--- Input Enclosed Below ---

PR #1910, opened 2023-03-25
Truth clusterer

david-stewart:
Add class g4tracking/TruthClusterizerBase, impl for Mvtx, Intt, and TPC

Add hooks to pruners, digitizers, and clusterers to cluster PHG4Hits
for each individual embedded track with the same code that does all of
the clustering.

Because clustering the truth tracks internally uses pointers to the
downstream modules that do the clustering, it must be initialized in the
driving Fun4All macro after all necess│ary modules have already been
added to the Fun4AllServer.

An updated Fun4All macro will be added. If put in the main Fun4All macro,
then the logic looks something like this:

```.C
  //--------------
  // SVTX tracking
  //--------------
  if(Enable::TRACKING_TRACK)
    {
      TrackingInit();
    }
  if (Enable::MVTX_CLUSTER) {
    Mvtx_Clustering();
    PHG4MvtxHitReco* hitreco = (PHG4MvtxHitReco*) se->getSubsysReco("MVTX");

    PHG4MvtxDigitizer* digitizer   = (PHG4MvtxDigitizer*) se->getSubsysReco("PHG4MvtxDigitizer");
    MvtxHitPruner*     pruner      = (MvtxHitPruner*)     se->getSubsysReco("MvtxHitPruner");
    MvtxClusterizer*   clusterizer = (MvtxClusterizer*)   se->getSubsysReco("MvtxClusterizer");
    hitreco->SetTruthClusterizer(digitizer, pruner, clusterizer, verbosity);
  }

  if (Enable::INTT_CLUSTER) {
     Intt_Clustering();

    PHG4InttHitReco* hitreco = (PHG4InttHitReco*) se->getSubsysReco("PHG4InttHitReco");

    PHG4InttDigitizer* digitizer   = (PHG4InttDigitizer*) se->getSubsysReco("PHG4InttDigitizer");
    InttClusterizer*   clusterizer = (InttClusterizer*)   se->getSubsysReco("InttClusterizer");
    hitreco->SetTruthClusterizer(digitizer, clusterizer, verbosity);
  }

  if (Enable::TPC_CLUSTER) {
    TPC_Clustering();

    PHG4TpcElectronDrift* tpc_edrift = (PHG4TpcElectronDrift*) se->getSubsysReco("PHG4TpcElectronDrift");

    PHG4TpcDigitizer* digitizer   = (PHG4TpcDigitizer*) se->getSubsysReco("PHG4TpcDigitizer");
    TpcClusterizer*   clusterizer = (TpcClusterizer*)   se->getSubsysReco("TpcClusterizer");
     tpc_edrift->SetTruthClusterizer(digitizer, clusterizer, verbosity);
  }
```

## Types of changes

## TODOs (if applicable)


david-stewart:
This PR greatly simplifies the clustering of truth track clusters. Instead of duplicating the code, it puts call methods into the actual methods that do the digitizing, cleaning, and clustering for the regular ("Svtx") tracks. It add a base class `g4tracking/TruthClusterizerBase`. This base class is implemented by a derived class for the MVTX, INTT, and TPC (`g4mvtx/PHG4MvtxTruthClusterizer`, `g4intt/PHG4InttTruthClusterizer`,  and `g4tpc/PHG4TpcTruthClusterizer`). Each implementation contains pointers to the classes which deal with the `TrkrHitSetContainer` for each system.

This is much better in terms of reusing code and maintainability. It *does* require linking a library from `packages/mvtx` to `g4mvtx`, and similar for the INTT and TPC. For purposes of library size, it would be possible to move each implementation and library to `g4tracking`, as `PHG4{Mvtx,Intt,Tpc}TruthClusterizer` is accessed in each case by a pointer in `g4{Mvtx,Intt}/PHG4{Mvtx,Int}HitReco` and `g4tpc/PHG4TpcElectronDrift`+`g4tpc/PHG4TpcPadPlaneReadout`, which by default is simply a null pointer which, if not implemented from Fun4All doesn't need the accompanying library loaded at run time.

osbornjd:
I am confused why there are so many changes to the reconstructed clusterizer modules in this PR, and in fact reading through the code I am also confused as to why there is already a flag in the MvtxClusterizer for differences in algorithms between a `TRKR_HITSET` and a `TRKR_RAWHITSET`. What are the changes necessary in the reconstructed clusterizers that have already been introduced and are introduced in this PR? Why are they necessary? Your macro snippet implies that the truth hit reconstruction requires the reconstructed clustering module? This seems really circular, or am I missing something?

david-stewart:
Good questions.
First, the `TRKR_HITSET` and `TRKR_RAWHITSET` switch is preexisting. It has nothing to do with truth track clusters, and this PR just leaves them alone to their existing functions.

The logic for this PR comes from the logic in the code for generating `TrkrCluster`'s. For Svtx tracks it goes like this (for non-raw hitsets):
* For the MVTX: 
  - `g4mvtx/PHG4MvtxHitReco` takes all PHG4 hits, and writes `TrkrHitSetContainer`s to the node tree
  - `g4mvtx/PHG4MvtxDigitizer` digitizes `TrkrHitSet`'s in the `TrkrHitSetContainer`
  - `mvtx/MvtxHitPruner` prunes the `TrkrHitSetContainer`
  - `mvtx/MvtxClusterizer` generates `TrkrClusters` from the `TrkrHitSetContainer`
* For the INTT:
  - `g4intt/PHG4InttHitReco` takes all PHG4 hits and writes `TrkrHitSetContainer`s to the node tree
  - `g4intt/PHG4MvtxDigitizer` digitizes the `TrkrHitSet`'s in the `TrkrHitSetContainer`
  - `intt/InttClusterizer` generates `TrkrClusters` from the `TrkrHitSetContainer`
* For the TPC:
  - `g4tpc/PHG4TpcElectronDrift` uses `g4tpc/PHG4TpcPadPlaneReadout` to geneate `TrkrHitSetContainer`
  - `g4tpc/PHG4TpcDigitizer` digitizes `TrkrHitSet`'s in the `TrkrHitSetContainer`
  - `tpc/TpcClusterizer` generate `TrkrClusters` from the `TrkrHitSetContainer`

For the truth tracks, this process needs to proceed for a `TrkrHitSetContainer` generated with the `PHG4Hit`s resulting from each individual truth track. This means either 
  1. Writing a variable number of `TrkrHitSetContainer`'s to the node tree (one for each truth track) and then having the down stream modules recognize and loop over those containers in their `::process_event` functions.
  2. Writing a module that sits inside of the `TrkrHitSetContainer` collects the `TrkrHitSetContainer` from the set of `PHG4Hit`'s for each truth track, and then run the logic of all the downstream pruner, digitizers, and clusterizers modules in place and just put the `TrkrClusters` and `TrkrTruthTrackContainer` information on the node tree.
  3.  Do the same as 2, but instead of reproducing the pruner, digitizer, and clusterizer, code, just add hooks to the pruner, digitizer, and clusterer modules to have a function that can run their logic on a provided `TrkrHitSetContainer` and fill a specific `TrkrClusterContainer`.

Currently the coresoftware does option 2, but imperfectly. It misses the pruner and digitization entirely, makes some assumptions about user parameters selected in the clustering (and will ignore any others selected at the Fun4All level), and it was reported just this morning that there is potentially some trouble with the reimplemented Mvtx custering code/logic. It  has a larger code surface area to make mistakes and/or inconsistencies when any of the digitizer, pruner, or clustering modules are fixed and/or updated and then the follow-on corrected must be made (if it is even recognized that it should be made) in the duplicated logic of the truth clusters (which would be organized differently anyhow, making the copy-over work not entirely trivial).  

This PR changes the situation to path 3. A common `g4tracking/TruthClusterizerBase` class is written that collects `PHG4Hit`s from the `TrkrHitSetContainer` generated, keeps track of the `TrkrTruthTrack` and `TrkrTruthTrackContainer` filling. This module merely requires a down-stream specification for the process to clusterize the `TrkrHitSetContainer`; these are  `g4{mvtx,intt,tpc}/PHG4{Mvtx,Intt,Tpc}TruthClusterizer` respectively. The logic says that if a user is wants `TrkrClusters` for the truth tracks, then they will also want clustering done for the Svtx Tracks, and must therefor also selected the correct parameters, and initialize the pruner, digitizer, and clusterer modules. Therefore, for the truth clusters, the user passes pointers to these modules to the truth clusterizers. These modules are used to cluster the `TrkrHitSetContainer` as they are generated for each truth track in the Mvtx, Intt, and Tpc at the time that it is created. The clustering itself is down by the same modules doing the Svtx clusters, so it uses all the same parameters, code, libraries, etc... I think this is the right path to take. It forces the user parameters (i.e. those that can be set from Fun4All) in the clustering to be the same for truth and Svtx tracks. It removes a lot of code duplication, and and therefore increases code reliability because clustering changes will be modified in only one place by the expert and automatically apply to both truth and svtx clustering.

The running logic them becomes this:
For Svtx the clustering is the same. If truth tracks are to be clustered the following happens:
* For the MVTX: 
    In the Fun4All maco, `PHG4MvtHitReco`, `PHG4MvtxDitigizer`, `MVtxHitPruner`, and `MvtxClusterizer` modules are instantiated and placed into the Fun4AllServer. Then pointers to the instances of  `PHG4MvtxDitigizer`, `MVtxHitPruner`, and `MvtxClusterizer` are passed to `PHG4MvtxHitReco` using the `PHG4MvtxHitReco::SetTruthClusterizer` function (which also tells the `PHG4MvtxHitReco` to cluster truth tracks). Then,
  - `g4mvtx/PHG4MvtxHitReco` takes all PHG4 hits, and writes `TrkrHitSetContainer`s to the node tree. As the same time, the truth clusterizer watches each `PHG4Hit`; for each `TrkrHitSet`'s resulting from a `PHG4Hit` from a truth track, it places it into a separate `TrkrHitSetContainer` which is not located on the node tree. When it is has finished filling the `TkrHitSetContainer` for a given truth track, it passes it to the appropriate functions in `PHG4MvtxDigitizer`, `MvtxHitPruner`, and `MvxtClusterizer`. It gets back the generated `TrkrClusters` and fill the `TrkrClusterContainer` named  "TRKR_TRUTHCLUSTERCONTAINER" on the node tree. It also flushes its local`TrkrHitSetContainer` to be used for the next truth track (if any). This will occur for each truth track in each event (i.e. multiple times for each `PHG4MvtxHitReco::process_event` function call).   
  - `g4mvtx/PHG4MvtxDigitizer` is called by Fun4All and digitizes `TrkrHitSet`'s in the `TrkrHitSetContainer` for Svtx tracks (same as always)
  - `mvtx/MvtxHitPruner` is called by Fun4All and prunes the `TrkrHitSetContainer` for Svtx tracks (same as always)
  - `mvtx/MvtxClusterizer` is called by Fun4All and generates `TrkrClusters` from the `TrkrHitSetContainer` for Svtx tracks (same as always)
The process is exactly analogous for Intt, and Tpc clusters.

Hope this answers the question, but happy to iterate over remaining questions!

david-stewart:
ok -- per the tracking meeting today, we are not going to pursue this method. We will break out the functionality separately for the trkr truth clusters and not use pointers to subprocesses on the node tree.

--- End of Enclosed Input ---

For the string "downstream", give the number of lines in the records that contain it and nothing besides.

#### [Task answer]
2